There are, in fact, multiple synchronicities. The bar is named for a song by Dave Alvin; Cashdollar has played in bands with Alvin. My dog is named Abilene, also after the song, but Cashdollar is probably unaware of that. She says she wrote “Waltz For Abilene” simply because the word “Abilene” is so beautiful.
There’s history in this album. The opening song, “Foggy Mt. Rock,” was co-written by Josh Graves. “He was a guy who kind of put the blues in bluegrass,” Cashdollar says. Hoagy Carmichael and James Mercer wrote “Skylark.” And there are some traditionals.
“Sey Seychelles” sounds like an old Cajun waltz, “It’s old, nobody knows where it came from,” Cashdollar says. “I slowed it waaaaay down, because I thought the melody was so beautiful.”
Beauty is the throughline of “Waltz for Abilene.” The standard is this: “If there’s something about a song that really moves my heart in a certain way,” Cashdollar says, “and it brings me joy to actually physically play the song.”
Working this vein of music, Cashdollar knows the Rochester sacred steel stars, The Campbell Brothers. “I hung out with them, jammed with them, just an amazing time,” she says. “Such a sweet man,” she says of Darick Campbell in particular. “Darick was supposed to be on this album.”
But he passed away last year. “You talk and you talk about doing something,” she says. “And you don’t do it, that’s what happens. Perfect example.”
It can all end so quickly. Perhaps for Cashdollar as well. She was in a serious car accident in 2017.
“Everybody thinks I fell asleep late at night,” she says. “I had so many nasty posts on Facebook. ‘Why didn’t you pull over, you could have killed someone.’ ‘You shouldn’t drive at night.’”
“They didn’t know…”
They didn’t know that the accident happened at 1:30 in the afternoon. After a three-week tour, and the last-minute arrangements for her wedding a month earlier.

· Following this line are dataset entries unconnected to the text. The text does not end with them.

PR #539, opened 2021-11-22
[Fortran] Use mpi_f08 module to fix Intel compiler warnings

SFrijters:
## Description

Intel compiler version 19.1.0.20200306 (and above, presumably) complains:

`error #8889: Explicit declaration of the EXTERNAL attribute is required`

This can be solved by using the newer `mpi_f08` module and accompanying newer datatypes.

Open question: if this change is acceptable, should https://github.com/libocca/occa/blob/main/scripts/compiler/fortranCompilerSupportsMPI.f90 also use `mpi_f08`?

Alternative: add `-warn noexternal` to compiler flags to suppress the warning (this was the 'fix' I had in place locally before trying to actually fix it).


kris-rowe:
Looks good. 

> Open question: if this change is acceptable, should https://github.com/libocca/occa/blob/main/scripts/compiler/fortranCompilerSupportsMPI.f90 also use mpi_f08?

Using the mpi_f08 module is safer anyway since it uses explicit interfaces, allowing for type checking. One possible caution against blanket changing this could be if someone is using an older version of OpenMPI or MPICH that doesn't include the mpi_f08 module. 

It would probably be safest to have a second fortranCompilerSupportsMPIF08.f90 file for shellTools.sh to use. That being said, after a quick grep through the code it doesn't appear that fCompilerSupportsMPI in shellTools.sh is called anywhere currently&mdash; so maybe that can go on the backburner for now.

SFrijters:
That pretty much follows my thought process exactly.
Do you know what the intended use of `fCompilerSupportsMPI` is?

kris-rowe:
Most of the functions in shellTools.sh are used by the Makefile build system.

PR #542, opened 2021-11-23
[CI] Add oneAPI compilers (Intel/LLVM) to testing matrix.

kris-rowe:
## Description

- Adds the oneAPI compilers to the testing matrix used by GitHub. 
- The context added runs on the latest ubuntu using the CMake build. 
- Compilers are retrieved using apt.
- Enables CPU testing of the OpenMP, OpenCL, and DPC++ modes
- Adds the OpenCL and DPC++ modes to codecov


SFrijters:
Just an additional note: I've recently started preparing our in-house libraries for IntelLLVM as well and one of the issues I ran into is that CMake doesn't properly detect the compiler before 3.20 (https://cmake.org/cmake/help/latest/release/3.20.html#compilers). I've added a compatibility workaround to our CMake, maybe that could be useful for occa as well if occa needs compiler-specific flags at some point.

PR #555, opened 2022-03-09
OpenMP corrected detection

wjhorne:
## Description
I have been building a binding library between Rust and Occa and ran into an issue when testing OpenMP that this PR fixes. There is probably a better way than this PR to do it. 

Essentially the compiler and subsequent OpenMP flags can be missed easily relative to a Serial device which can create strange behavior. In my case no OpenMP flags would be added by default which resulted in every kernel running in serial. Adding a compiler property to the device creation json wasn't very practical for general use with Rust binding to different c/cpp compilers.


kris-rowe:
Thanks for catching this and for submitting a bug fix!

PR #592, opened 2022-05-31
Fix -Wbitwise-instead-of-logical with new IntelLLVM 2022.1.0

SFrijters:
## Description

Trying to fix the failing CI "Build / [Ubuntu] CMake + Intel/LLVM"

Alternative would be to cast either argument to `int`, but this should have the same effect for bools, right? And it looks slightly more readable.


SFrijters:
Oh, nevermind, I see a different fix is in place already.

PR #606, opened 2022-07-05
Add C API to get CUDA/HIP arch version from device

SFrijters:
## Description

As discussed in the overtime of https://github.com/libocca/occa-taf/blob/main/meeting-notes/2022-06-29.md, this is an example of the kind of information that we would like to be available.
It punches through abstractions rather inelegantly so I'm not expecting this to be accepted as-is and I'll keep it as a draft to be used as input for future development?


SFrijters:
Superseded by #670 .

PR #243, opened 2018-11-16
fix: error message for open breaker does not have error code.

arjun1995:
I create an Error with the existing message and add an error code to match the other type of errors. This also fixes issues with receiving only a string in fallbacks if the breaker is open.


lance:
Thanks for the contribution @arjun1995!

Cashdollar was thinking about how much fun the last few weeks had been, and how tired she was.
“I was driving home from an appointment on a two-lane road and I still don’t know to this day if my tire blew out or I fell asleep,” she says.
Asleep at the Wheel is a great band, but not a great driving strategy.
“I crossed over the incoming lane and I was very lucky there was no traffic coming, I guess it’s a super-busy road,” Cashdollar says. “And I think I hit a guardrail, and kind of traveled along for a while and slipped over the guardrail and landed back on the road, facing in a different direction.
“So I was very lucky that all I got was a compression fracture and tore my shoulder up a little bit. Really lucky, because the car was completely totaled.”
The accident took a big chunk of time out of recording “Waltz For Abilene.” Cashdollar wonders: Perhaps this was a sign to slow down?
“There’s always that one time,” she says, “when you fall asleep at 1:30 in the afternoon.”